The search for substances and components that help us improve certain problems related to advancing age is a classic in our environment. This is normal, since aging is associated some unpleasant events, such as joint and muscle degeneration and ultimately a loss of cognitive function and general functionality of the human body. Among the most popular substances are collagen powders. That, like so many other things, they are absolutely useless of what they promise you. And even less to be eternally young.
Collagen powder dietary supplements have been postulated in recent years as one of the fetish cures to fight against any type of problem related to the joints. And not only that, but they promise to help us improve skin hydration and elasticity, as well as hair health, nail strength, and also the health of our bones and muscles.
Does it make sense to consume collagen powder supplements for this purpose? And, first of all: what is collagen and what is it for?
What is collagen and what is its function?
Collagen continues to be another protein that makes up the human body. It is available by performing its structural function in nails, teeth, hair and also our skin. Moreover, collagen is the main component of connective tissues that make up various parts of the body, such as ligaments, muscles or tendons.
Precisely, these elements are what constitute our joints. Therefore, the belief has been easily established that if we consume collagen externally, it helps to improve the condition of our joints. However, nutrition does not work that way to our misfortune.
“From what you eat, you grow”, goes a well-known popular saying. But it will be no: there is no scientific evidence to support this fragment of popular Spanish heritage. There is no guarantee that by consuming collagen these components will end up directly in the joints we want to protect. Digestion does not provide such reliability or accuracy. When a protein is digested, it is broken down into its smallest components: amino acids. AND
These are assimilated by the body and, subsequently, will be used to generate new proteins with structural, hormonal or nutrient transport functions. But not as we please, far from it.
Whether it’s collagen powder, pills, or a drink, we’re dealing with the same thing: a supplement that doesn’t do what it promises. However, the brands selling collagen supplements have been sneaking good doses of hot marketing. Sometimes they allude to the benefits to our skin associated with maintaining bone health and skin hydration. How is it possible? The answer lies in EU nutrition and health legislation
Why Collagen Supplements Don’t Work
There is a record of health claims or Health claims approved by the European Commission. In this list there is a series of nutrients that have approved certain claims that can be used in labeling to refer to health benefits. For example, calcium has an approved health claim: “Calcium is needed for normal growth and development of bones in children. To have approved health claims, a compound must have been largely contradicted by scientific evidence. There are processes by which companies can apply for approval of a health claim for their food or product, but most are rejected. Although the usefulness of this system may be questionable, so far so good.
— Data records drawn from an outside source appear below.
PR #1221, opened 2020-04-08
Gpu ci fix test

rhodrin:
Not for merge. Testing that fails in gpu ci are correctly reported.


tests/test_gpu_openmp.py
```diff
@@ -257,4 +257,4 @@ def test_iso_ac(self):
 
         op(time=time_range.num-1, dt=dt)
 
-        assert np.isclose(norm(rec), 490.55, atol=1e-2, rtol=0)
+        assert np.isclose(norm(rec), 491.55, atol=1e-2, rtol=0)
```
FabioLuporini, line 260: this is scary

rhodrin: Hah, I guess I should have put a comment above. This was changed to enforce a fail to ensure fails are being reported correctly :p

The problem now comes: does collagen have any legally approved health claims? It will be no. The EFSA (European Food Safety Authority) has rejected the health claims attributed to collagen, concluding that for the moment there is no conclusive evidence that prove the benefits of collagen as a protective ingredient for our cartilage: “No causal relationship has been established between the consumption of collagen peptide blends (collagen hydrolyzate) and the maintenance of joint health.”
These are legal loopholes
So, what black magic can boast of the benefits of certain collagen food supplements for our joints? As always, thanks to loopholes and legal pitfalls. If the supplement in question adds other micronutrients that have approved bone, muscle, or joint health claims, then the company will get away with it.
And it is so since some vitamins and minerals have health claims validated by the EFSA. Those that are commonly added in dietary supplements based on collagen are magnesium and vitamin C. Magnesium, for example, has several Health claims approved as follows:
- Contributes to the reduction of fatigue and exhaustion.
- Helps normal muscle function and protein synthesis.
- Magnesium contributes to the maintenance of bones in normal conditions, as well as teeth.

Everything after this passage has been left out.